Chamberlain Stanley D, Wilson Joseph W, Deanda Felix, Patnaik Samarjit, Redman Anikó M, Yang Bin, Shewchuk Lisa, Sabbatini Peter, Leesnitzer M Anthony, Groy Arthur, Atkins Charity, Gerding Roseanne, Hassell Anne M, Lei Huangshu, Mook Robert A, Moorthy Ganesh, Rowand Jason L, Stevens Kirk L, Kumar Rakesh, Shotwell J Brad
GlaxoSmithKline, Oncology R&D, 5 Moore Drive, 3.4184.4B, PO Box 13398, Research Triangle Park, NC 27709-3398, USA.
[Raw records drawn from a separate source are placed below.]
PR #9276, opened 2023-10-20
Increase the size of the `/tmp` volumes to 10Mi

### LINKED ISSUE #9275: [Bug]: strimzi-tmp dir is  too small
### Bug Description

The default emptyDir limit for the strimzi-tmp directory is too small, being only 1MB.

When I use the Java profile function of the deepflow agent, the Java agent exports some files, such as perf.map, which can sometimes exceed 1MB. This results in the pod restarting.

Why is this directory limited to just 1MB? Also, could we use a specific directory like /tmp/strimzi instead of /tmp?

By the way, why do we need a 1MB emptyDir? I'm curious to know.

### Steps to reproduce

1. deploy deepflow agent
2. open java profile function

### Expected behavior

_No response_

### Strimzi version

main

### Kubernetes version

1.25.2

### Installation method

operator

### Infrastructure

k8s

https://strimzi.io/install/latest?namespace=kafka

### Additional context

_No response_

Maple1401:
### Type of change

- Enhancement 

### Description

https://github.com/strimzi/strimzi-kafka-operator/issues/9275

### Checklist

- [ ] Write tests
- [x] Update documentation
- [x] Update CHANGELOG.md

This resolves #9275

### DIFF
--- a/CHANGELOG.md
+++ b/CHANGELOG.md
@@ -1,7 +1,7 @@
 # CHANGELOG
 
 ## 0.39.0
-
+*  Increase the size of the `/tmp` volumes to 10Mi
 
 ## 0.38.0
 
@@ -9,7 +9,7 @@
 * Sign containers using `cosign`
 * Generate and publish Software Bill of Materials (SBOMs) of Strimzi containers
 * Add support for stopping connectors according to [Strimzi Proposal #54](https://github.com/strimzi/proposals/blob/main/054-stopping-kafka-connect-connectors.md)
-* Allow manual rolling of Kafka Connect and Kafka Mirror Maker 2 pods using the `strimzi.io/manual-rolling-update` annotation (supported only when `StableConnectIdentities` feature gate is enabled)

Bioorg Med Chem Lett. 2009 Jan 15;19(2):469-73. doi: 10.1016/j.bmcl.2008.11.046. Epub 2008 Nov 18.
The evaluation of a series of 4,6-bis-anilino-1H-pyrrolo[2,3-d]pyrimidines as inhibitors of the IGF-1R (IGF-IR) receptor tyrosine kinase is reported. Examples demonstrate nanomolar potencies in in vitro enzyme and mechanistic cellular assays as well as promising in vivo pharmacokinetics in rat.
报道了一系列4,6-双苯胺基-1H-吡咯并[2,3-d]嘧啶作为胰岛素样生长因子1受体(IGF-1R)酪氨酸激酶抑制剂的评估情况。实例表明,其在体外酶学和细胞机制分析中具有纳摩尔级别的活性,并且在大鼠体内具有良好的药代动力学特性。